*** Opening of Input data ***

PR #1640, opened 2024-01-12
chore: remove `ethers` dependency from `utils`

### LINKED ISSUE #1638: Remove `ethers` dependency from the `utils` package
Since our move to Vitest in #1310, although the API is very close to Jest, there are differences in how Jest approaches mocking. One area is that we can no longer mock dependencies that are used by test setup files. Such as our dependency on `ethers` to `hexlify` a test worker ID to retrieve a private key, to access a faucet to be used in tests.

We now see the following error - [source](https://github.com/FuelLabs/fuels-ts/actions/runs/7493242747/job/20398872527?pr=1495#step:9:385):
> Error: [vitest] Cannot mock "ethers" because it is already loaded. Did you import it in a setup file?

Since we have introduced our own `hexlify` function in #1401, we can use this instead. However we will then need to remove the `ethers` dependency from the `utils` package. The main awkwardness for this is the `BytesLike` type that is used across the SDK. However we should look to introduce our own to across the board reduce our dependency on `ethers`.

We have also [pinned our vitest version](https://github.com/FuelLabs/fuels-ts/pull/1637) to counteract this error, so currently we risk being out of date.

danielbate:
Closes #1638 

- Removes `ethers` dependency from `utils` by using internal types and functions
- Removes `ethers` dependency from workspace by using `utils` in `vite.env.ts`
- Resolves mocking `ethers` issue in tests - [source](https://github.com/FuelLabs/fuels-ts/actions/runs/7493242747/job/20398872527?pr=1495#step:9:385)
- Allows us to unpin `vitest` and upgrade


arboleya (approved):

Dhaiwat10 (approved):

arboleya (approved):
Clean. 🧹

PR #1649, opened 2024-01-15
chore: implement turbo CI cache

danielbate:
- Adds a new GitHub cache for turbo


.github/actions/test-setup/action.yaml
```diff
@@ -15,7 +15,15 @@ runs:
         path: ~/.local/share/pnpm/store/v4
         key: ${{ runner.os }}-node-${{ inputs.node-version }}-pnpm-${{ inputs.pnpm-version }}-lock-${{ hashFiles('**/pnpm-lock.yaml') }}
         restore-keys: |
-          ${{ runner.os }}-pnpm
+          ${{ runner.os }}-node-
```
danielbate, line 18: This `restore-key` would have been incorrect, had resolved here but can move if out of scope

package.json
```diff
@@ -12,7 +12,7 @@
   "scripts": {
     "dan": "tsx ./scripts/release-unpublish.ts",
     "dev": "nodemon --config nodemon.config.json -x 'pnpm build:packages'",
-    "build": "turbo run build",
+    "build": "turbo run build --cache-dir=.turbo",
```
Torres-ssf, line 15: I experienced several cache invalidation issues with Turbo Repo while working on Ubuntu. 

Do you think these issues might be solved with the changes introduced in this pull request?

Torres-ssf (dismissed):

arboleya (approved):
Does this mean a single build would be shared among all subsequent workflows?

Meaning, the first would build the project, and the rest would be cache-hit.

danielbate:
@arboleya correct, the cache key uses the `sha` so subsequent builds will hit the cache. Useful for our multiple stage `test` CI.

package.json
arboleya: @danielbate Not sure if it is related, but something [broken](https://github.com/FuelLabs/fuels-ts/actions/runs/7556364202/job/20573212449?pr=1649).

danielbate: Hmm it should still be caching from `node_modules` by default, this just makes the path more easily accessible from CI. Let me know if this does solve it for you.

danielbate: On second thoughts, we should not be using partial restores here. Unless anyone can think of a reason to? I believe that is why the build was failing. Have resolved it by removing `restore-keys`. Worked the first time round as it was the first cache run. We can see it working in a dependent stage [here](https://github.com/FuelLabs/fuels-ts/actions/runs/7560466639/job/20586820316#step:3:153).

.github/actions/ci-setup/action.yaml
```diff
@@ -14,8 +14,12 @@ runs:
       with:
         path: ~/.local/share/pnpm/store/v4
         key: ${{ runner.os }}-node-${{ inputs.node-version }}-pnpm-${{ inputs.pnpm-version }}-lock-${{ hashFiles('**/pnpm-lock.yaml') }}
-        restore-keys: |
-          ${{ runner.os }}-pnpm
```
danielbate, line 18: Removed the `restore-key`. It was incorrect anyway as the above restore key stars with ${{ runner.os }}-node so was redundant. And we should not be restoring the cache from a different run, if versions have changed.

arboleya (approved):

Torres-ssf (approved):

*** Close of Input data ***

* Task objective: The data must be output in full, exactly as given.

* Output below:
PR #1640, opened 2024-01-12
chore: remove `ethers` dependency from `utils`

### LINKED ISSUE #1638: Remove `ethers` dependency from the `utils` package
Since our move to Vitest in #1310, although the API is very close to Jest, there are differences in how Jest approaches mocking. One area is that we can no longer mock dependencies that are used by test setup files. Such as our dependency on `ethers` to `hexlify` a test worker ID to retrieve a private key, to access a faucet to be used in tests.

We now see the following error - [source](https://github.com/FuelLabs/fuels-ts/actions/runs/7493242747/job/20398872527?pr=1495#step:9:385):
> Error: [vitest] Cannot mock "ethers" because it is already loaded. Did you import it in a setup file?

Since we have introduced our own `hexlify` function in #1401, we can use this instead. However we will then need to remove the `ethers` dependency from the `utils` package. The main awkwardness for this is the `BytesLike` type that is used across the SDK. However we should look to introduce our own to across the board reduce our dependency on `ethers`.

We have also [pinned our vitest version](https://github.com/FuelLabs/fuels-ts/pull/1637) to counteract this error, so currently we risk being out of date.

danielbate:
Closes #1638 

- Removes `ethers` dependency from `utils` by using internal types and functions
- Removes `ethers` dependency from workspace by using `utils` in `vite.env.ts`
- Resolves mocking `ethers` issue in tests - [source](https://github.com/FuelLabs/fuels-ts/actions/runs/7493242747/job/20398872527?pr=1495#step:9:385)
- Allows us to unpin `vitest` and upgrade


arboleya (approved):

Dhaiwat10 (approved):

arboleya (approved):
Clean. 🧹

PR #1649, opened 2024-01-15
chore: implement turbo CI cache

danielbate:
- Adds a new GitHub cache for turbo


.github/actions/test-setup/action.yaml
```diff
@@ -15,7 +15,15 @@ runs:
         path: ~/.local/share/pnpm/store/v4
         key: ${{ runner.os }}-node-${{ inputs.node-version }}-pnpm-${{ inputs.pnpm-version }}-lock-${{ hashFiles('**/pnpm-lock.yaml') }}
         restore-keys: |
-          ${{ runner.os }}-pnpm
+          ${{ runner.os }}-node-
```
danielbate, line 18: This `restore-key` would have been incorrect, had resolved here but can move if out of scope

package.json
```diff
@@ -12,7 +12,7 @@
   "scripts": {
     "dan": "tsx ./scripts/release-unpublish.ts",
     "dev": "nodemon --config nodemon.config.json -x 'pnpm build:packages'",
-    "build": "turbo run build",
+    "build": "turbo run build --cache-dir=.turbo",
```
Torres-ssf, line 15: I experienced several cache invalidation issues with Turbo Repo while working on Ubuntu. 

Do you think these issues might be solved with the changes introduced in this pull request?

Torres-ssf (dismissed):

arboleya (approved):
Does this mean a single build would be shared among all subsequent workflows?

Meaning, the first would build the project, and the rest would be cache-hit.

danielbate:
@arboleya correct, the cache key uses the `sha` so subsequent builds will hit the cache. Useful for our multiple stage `test` CI.

package.json
arboleya: @danielbate Not sure if it is related, but something [broken](https://github.com/FuelLabs/fuels-ts/actions/runs/7556364202/job/20573212449?pr=1649).

danielbate: Hmm it should still be caching from `node_modules` by default, this just makes the path more easily accessible from CI. Let me know if this does solve it for you.

danielbate: On second thoughts, we should not be using partial restores here. Unless anyone can think of a reason to? I believe that is why the build was failing. Have resolved it by removing `restore-keys`. Worked the first time round as it was the first cache run. We can see it working in a dependent stage [here](https://github.com/FuelLabs/fuels-ts/actions/runs/7560466639/job/20586820316#step:3:153).

.github/actions/ci-setup/action.yaml
```diff
@@ -14,8 +14,12 @@ runs:
       with:
         path: ~/.local/share/pnpm/store/v4
         key: ${{ runner.os }}-node-${{ inputs.node-version }}-pnpm-${{ inputs.pnpm-version }}-lock-${{ hashFiles('**/pnpm-lock.yaml') }}
-        restore-keys: |
-          ${{ runner.os }}-pnpm
```
danielbate, line 18: Removed the `restore-key`. It was incorrect anyway as the above restore key stars with ${{ runner.os }}-node so was redundant. And we should not be restoring the cache from a different run, if versions have changed.

arboleya (approved):

Torres-ssf (approved):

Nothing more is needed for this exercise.